Dalla serie cadetta alla disoccupazione il passo è breve, non doppio: l’agente di Claudio non riesce a ricollocarlo e l’uomo resta a piedi. Il mercato si chiude senza offerte, i selfie che chiedevano a lui adesso li chiedono ad altri. Purtroppo, però, insieme alla moglie aveva già preso l’impegno di avviare l’agognato ristorante, denaro compreso. E per trovare i soldi necessari dovrà rivolgersi a un “amico”, che poi tanto amico non è, visto che si rivelerà essere uno strozzino… Inizia così per Claudio la discesa all’inferno. Ma davvero un calciatore può andare così indietro sino a scivolare nel fango, e poi nell’abisso, dopo che il suo nome veniva urlato allo stadio? Non solo può, ma è anche plausibile, come dimostra la messinscena di Borghini, regista classe 1988, che la spiega con parole semplici e precise: “È la crisi di un uomo che ha perso il lavoro”. Come l’operaio può finire per strada, oppure il rider per essere più contemporanei, così anche un giocatore di calcio. Questo è. Il personaggio di Claudio viene seguito spesso con camera a mano, che si rivela funzionale perché serve per restituire le peripezie in modo traballante e precario, così come diventa all’improvviso la sua esistenza.

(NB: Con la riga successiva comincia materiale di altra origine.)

PR #275, opened 2024-05-06
Fix the handling of textbox width

DJMcNab:
Previously, filling up the line would overflow the right border of the box, because the `max_advance` was too big.

This improves the margin hack, and also fixes the resultant issue.

### DIFF
--- a/crates/masonry/src/widget/textbox.rs
+++ b/crates/masonry/src/widget/textbox.rs
@@ -23,6 +23,10 @@ use crate::{
 use super::{LineBreaking, WidgetMut, WidgetRef};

Nella prima parte lo sportivo subisce il licenziamento, che avviene peraltro dal presidente interpretato da Bebo Storti, e innesca la parabola di colui che perde tutto, non più in grado di offrire certezze alla compagna. Nel segmento successivo si piomba nel noir: Claudio per ripagare un prestito deve trasportate un carico, un classico, e diviene pedina di un autentico crime le cui fila sono tirate dall’amico/nemico Sandro, col volto inquietante di Giordano De Plano. Il racconto è tutto sommato tradizionale, segue la strada senza uscita del protagonista ed entra con lui nel tunnel, inscenando gli archetipi del “pasticcio” criminale che sono come le sabbie mobili, più ti dibatti e più vieni inghiottito invece di riemergere. Oltre ai solidi attori, oltre alla regia, la materia trattata è il vero punto di forza, questa sì piuttosto inedita, col coraggio di non chiudersi nel solito lieto fine. Doppio passo ribalta la retorica della vittoria intrinseca nel gioco del calcio: qui la sconfitta è radicale e senza appello. Bisogna solo restare vivi. Se possibile.